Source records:
Issue #14128, opened 2024-03-22
Display name is not validated properly (backend part)


jrainville:
# Bug Report

## Description

On 2.27.0 RC3 I was able to set a display name to: "rhs2.27RC3". This prevented other clients from displaying messages due to: https://github.com/status-im/status-go/blob/b931a75bd82bd9d6a148195a52c1917f58073d8e/protocol/message_validator.go#L346

`WARN [03-22|18:55:36.744|github.com/status-im/status-go/protocol/messenger_handler.go:2111]                          failed to validate message               site=handleChatMessage error="only letters, numbers, underscores and hyphens allowed`

This is the Backend task to validate the display name doesn't accept dots `.`

Here is the status-go part: https://github.com/status-im/status-go/blob/develop/protocol/requests/create_account.go#L72

## Steps to reproduce

Set display name to x.y.z and send a message.

#### Expected behavior

Can't set display name to x.y.z.

#### Actual behavior

Display name is set to x.y.z. and messages are not retrieved by others.

Issue #12977, opened 2023-12-08
Use same endpoints as mobile for login and create accounts


richard-ramos:
### Description

To avoid having different behaviors with account creation and login between mobile and desktop apps, we should use these endpoints, instead of Login, SaveAccountAndLogin, LoginWithConfig, etc...

- Login:
https://github.com/status-im/status-go/blob/238a6e2f2db453d748372721005c6ada7bce2435/mobile/status.go#L293
https://github.com/status-im/status-go/blob/develop/protocol/requests/login.go

- Create Account
https://github.com/status-im/status-go/blob/238a6e2f2db453d748372721005c6ada7bce2435/mobile/status.go#L268C6-L268C27
https://github.com/status-im/status-go/blob/develop/protocol/requests/create_account.go

- Restore Account and Login
https://github.com/status-im/status-go/blob/238a6e2f2db453d748372721005c6ada7bce2435/mobile/status.go#L268C6-L268C27
https://github.com/status-im/status-go/blob/develop/protocol/requests/restore_account.go 

Currently there's no new endpoint for login with keycard so the existing one should still be used

cc: @cammellos

igor-sirotin:
related: https://github.com/status-im/status-desktop/issues/12918

igor-sirotin:
cc @jrainville 

Attracting your attention here. Can we try to take this into any close milestones?
Because we use different endpoints, any fixes done by mobile never rich desktop. There's growing difference between `loginAccount` and `startNodeWithAccount`. And we have to keep an eye on that and copy that behaviour to desktop.

Issue #11435, opened 2023-07-06
Move all networks list to statusgo


Khushboo-dev-cpp:
### Description
We have network_constants.nim and default_networks,go on go side. 

We should be able to remove the list maintained in network_constants.nim

igor-sirotin:
Another blocker: https://github.com/status-im/status-go/issues/5338

PR #14139, opened 2024-03-25
Switch to new login/create/restore status-go endpoints

igor-sirotin:
Closes https://github.com/status-im/status-desktop/issues/12977
Closes https://github.com/status-im/status-desktop/issues/14128
Requires https://github.com/status-im/status-go/pull/4980
Requires https://github.com/status-im/nim-status-go/pull/29
Requires https://github.com/status-im/status-go/pull/4994

# Description

1. Switch desktop to use new status-go endpoints: `LoginAccount`, `CreateAccountAndLogin` and `RestoreAccountAndLogin`.
2. Improved the import seed phrase flow UX:
- Switch to `ProfileFetching` state immediately after `BiometricsState`
- Call `prepareAndInitFetchingData` before switching to this state
3. Validate `displayName` correctness during `CreateAccount` 

NOTE: I didn't migrate the keycard login/create/restore. Because current status-go endpoints are not ready for this. Here's an issue to track: https://github.com/status-im/status-go/issues/4977
Because of this I didn't remove things like `NODE_CONFIG`, `NETWORKS` (https://github.com/status-im/status-desktop/issues/11435) and settings.

# Reordered onboarding screens 

The new endpoint doesn't allow us to show the generated keys (chat key, emojihash and identiconring) before setting the password. Therefore we moved this screen to the end of onboarding, which is also consistent with mobile design.

We also moved the `Allow notifications` screen to the end, as it doesn't make sense as the most first onboarding screen.

[Design link](https://www.figma.com/file/17fc13UBFvInrLgNUKJJg5/Kuba%E2%8E%9CDesktop?type=design&node-id=1197-314688&mode=design&t=byjOi7cloPO325FK-4)

image

# Affected areas

All onboarding flows with and without keycard:
- Login
- Create account
- Import account from seed phrase 
- Restore account from seed phrase

# Screenshots

### No keycard - Create account

https://github.com/status-im/status-desktop/assets/25482501/ab057d18-84ed-4a16-98fe-fcbb4da543e9

### No keycard - Login

https://github.com/status-im/status-desktop/assets/25482501/7a8ebcf8-6e54-4a2c-8f2d-2ed5abb5939f

### No keycard - Import seed phrase

https://github.com/status-im/status-desktop/assets/25482501/74abf258-4cbc-4168-bf7d-8e0ebe127b92

### No keycard - Restore seed phrase (success)

https://github.com/status-im/status-desktop/assets/25482501/ffc21837-1427-4a3d-a9a8-41e6c679dbcc

### No keycard - Restore seed phrase (fail)

https://github.com/status-im/status-desktop/assets/25482501/200d75d3-6d87-47b4-bc15-a8c4fd687db7

https://github.com/status-im/status-desktop/assets/25482501/f4869cba-7463-45cb-a1df-0ef7a14d3dff

### With keycard - Create keycard account

https://github.com/status-im/status-desktop/assets/25482501/d4f1d3b4-5f83-444b-acf6-64a2e6e97930

### With keycard - Login keycard

https://github.com/status-im/status-desktop/assets/25482501/57f618a1-dc83-43c0-9726-d5ccb282cbc4

### With keycard - Lost keycard -> replace

https://github.com/status-im/status-desktop/assets/25482501/b8b3a484-33fa-4ad8-a3d2-2fd5cf7ba553

### With keycard - restore (fail)

https://github.com/status-im/status-desktop/assets/25482501/5056807a-4745-4a57-9c3d-972a8e709af7

https://github.com/status-im/status-desktop/assets/25482501/4f4e92ec-91af-4e53-a021-f5189f661900

### With keycard - restore (success)

https://github.com/status-im/status-desktop/assets/25482501/ca330b26-228f-48fb-8932-a7df220d70c2

### With keycard - import seed phrase

https://github.com/status-im/status-desktop/assets/25482501/28d0430c-a233-49e0-b751-2fb4e354884e


src/app/modules/startup/controller.nim
```diff
@@ -349,22 +347,46 @@ proc tryToObtainDataFromKeychain*(self: Controller) =
   let selectedAccount = self.getSelectedLoginAccount()
   self.keychainService.tryToObtainData(selectedAccount.keyUid)
 
+# FIXME: Remove with new login endpoint
```
jrainville, line 350: Is this fixed now?

src/app_service/service/accounts/dto/wallet_secretes_config.nim
```diff
@@ -0,0 +1,41 @@
...
+type
+  WalletSecretsConfig* = object
+    poktToken*: string
+    infuraToken*: string
+    infuraSecret*: string
+    openseaApiKey*: string
+    raribleMainnetApiKey*: string
+    raribleTestnetApiKey*: string
+
+    # ganacheURL: string // WARNING: is this used?
```
jrainville, line 12: I'm not sure if they use it still cc @alaibe

jrainville (approved):
LGTM

src/app/modules/startup/module.nim
```diff
@@ -374,26 +375,10 @@ method onFetchingFromWakuMessageReceived*[T](self: Module[T], backedUpMsgClock:
   if self.view.fetchingDataModel().allMessagesLoaded():
     self.view.setCurrentStartupState(newProfileFetchingSuccessState(currStateObj.flowType(), nil))
 
-proc prepareAndInitFetchingData[T](self: Module[T]) =
+method prepareAndInitFetchingData*[T](self: Module[T]) =
   # fetching data from waku starts when messenger starts
   self.view.createAndInitFetchingDataModel(listOfEntitiesWeExpectToBeSynced)
 
-proc delayStartingApp[T](self: Module[T]) =
```
saledjenic, line 381: @igor-sirotin why did you remove this and other delay-related functions?

saledjenic (changes requested):
@igor-sirotin recovering using Keycard doesn't work anymore.

src/app/modules/startup/module.nim
igor-sirotin: Maybe I didn't get something, but it wasn't making sense to me.

Current code flow (in case of importing seed phrase) is this:
1. After `BiometricsState` we automatically switch to `ProfileFetchingState`
2. In this state we wait for profile to be fetched and allow the user to proceed to app with `Continue` button. Otherwise there's a 2min timeout in UI.

igor-sirotin:
> @igor-sirotin recovering using Keycard doesn't work anymore.

Will take a look, thank you!

anastasiyaig:
@igor-sirotin i asked @lukaszso to test this PR, you will hear from us shortly

igor-sirotin:
> @igor-sirotin i asked @lukaszso to test this PR, you will hear from us shortly

@anastasiyaig, thank you!

@lukaszso, as Sale mentioned, there seem to be a problem with keycard. 
Unfortunately, I will only be able to take a look on Tuesday.

I'll leave the decision to you to test it before or no 🙂

lukaszso (approved):
@igor-sirotin i've checked login flows as well as generating new keys and restoring from seed phrase. Did not encounter any issues there.
Also checked username validation and dots are no longer accepted.

igor-sirotin:
> @igor-sirotin i've checked login flows as well as generating new keys and restoring from seed phrase. Did not encounter any issues there. Also checked username validation and dots are no longer accepted.

Thank you, @lukaszso!

src/app/modules/startup/controller.nim
igor-sirotin: no, unfortunately, waiting for https://github.com/status-im/status-go/issues/4977.
Will write that explicitly in the comment

igor-sirotin:
@saledjenic I've fixed the keycard import flow, please check it out again


https://github.com/status-im/status-desktop/assets/25482501/67ea1d64-a4c0-49ea-a25b-772b988c56d4

src/app/modules/startup/module.nim
saledjenic: > Current code flow (in case of importing seed phrase) is this....

Yes, that's true, and that's also how it was, but there was one part that is missing now. That's 30 seconds delay (displaying app loading screen) before a user gets to the `ProfileFetchingState`. 

That 30-second delay was on purpose there and you didn't face any UI issues cause most likely either your Status account is new and has only a single set of backed-up data or the most recent set of backed-up data was received first. In that case all is good, cause the logic just rejects older data that comes later. 

But imagine now scenario where you have many sets of backed-up data (we're backing up every 8 hours for a user who keeps the app running all the time and keeps those messages for 30 days) and now (let's keep just to contacts related data, contacts progress bar) you have the following backed-up contacts data on the network, considering that time T1 < T2 < T3:
- BU-T1-C5 -> backup done at time T1, 5 contacts were backed-up
- BU-T2-C10 -> backup is done at time T2, 10 contacts were backed-up (you've added 5 more contacts in the meantime)
- BU-T3-C3 -> backup is done at time T3, 3 contacts were backed-up (you've removed 7 contacts in the meantime)

Without that 30-second delay the only valid UI data will be if the backed-up message done at the moment T3 comes first, otherwise user may see the. following scenario:
- fetching contacts 0/10... then
- fetching contacts 3/10... then
- fetching contacts 4/5...
- fetching contacts 5/5... and it may look like all is fetched, but then the latest set of messages arrives and then
- fetching contacts 1/3...
- fetching contacts 3/3 - which is the latest and correct number of contacts

So because of that, cause we're not sure about the order we're receiving backed-up messages in, we have that 30-second delay, cause if the data are fetched at all that's usually done in the first 10 seconds then we're waiting some time more, and when we switch to `ProfileFetchingState` we're pretty sure that we've already received the latest backed-up messages (ofc we cannot be sure ever about it, but in very very high percentage of cases that should be good).

Potential scenario:

saledjenic:
> @saledjenic I've fixed the keycard import flow, please check it out again
> 
>  Screen.Recording.2024-04-03.at.15.46.35.mov

@igor-sirotin yes, this flow works now, thanks. 

There is only one more thing, please check this comment: https://github.com/status-im/status-desktop/pull/14139#discussion_r1553047508

anastasiyaig:
There are some other issues in this PR that have to be addressed (discussed with Igor already)

src/app/modules/startup/module.nim
igor-sirotin: Thank you @saledjenic for a detailed answer.

I understand now the intention. But I think this solution only masks the actual problem and it makes  the `ProfileFetchingState` almost useless. Because of the 30 seconds delay we never see the progress bars growing and don't understand what is actually happening during these 30 seconds.

I think we should fix this on status-go level.

-----

> ... cause we're not sure about the order we're receiving backed-up messages 

This is actually the root cause of the problem. 
Here's how we currently fetch the backup from store nodes:

https://github.com/status-im/status-go/blob/3f19972c8e69720d474da48b53afd65cd71ab0fd/protocol/messenger_mailserver.go#L258-L274

```go
func (m *Messenger) syncBackup() error {

	filter := m.transport.PersonalTopicFilter()
	if filter == nil {
		return errors.New("personal topic filter not loaded")
	}

	from, to := m.calculateMailserverTimeBounds(oneMonthDuration)

	batch := MailserverBatch{From: from, To: to, Topics: []types.TopicType{filter.ContentTopic}}
	ms := m.getActiveMailserver(filter.ChatID)
	err := m.processMailserverBatch(*ms, batch)
	if err != nil {
		return err
	}
	return m.settings.SetBackupFetched(true)
}
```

▶ [Activity]: Every line above that holds the string "return" should be copied out.

▶ [Written solution]:
		return errors.New("personal topic filter not loaded")
		return err
	return m.settings.SetBackupFetched(true)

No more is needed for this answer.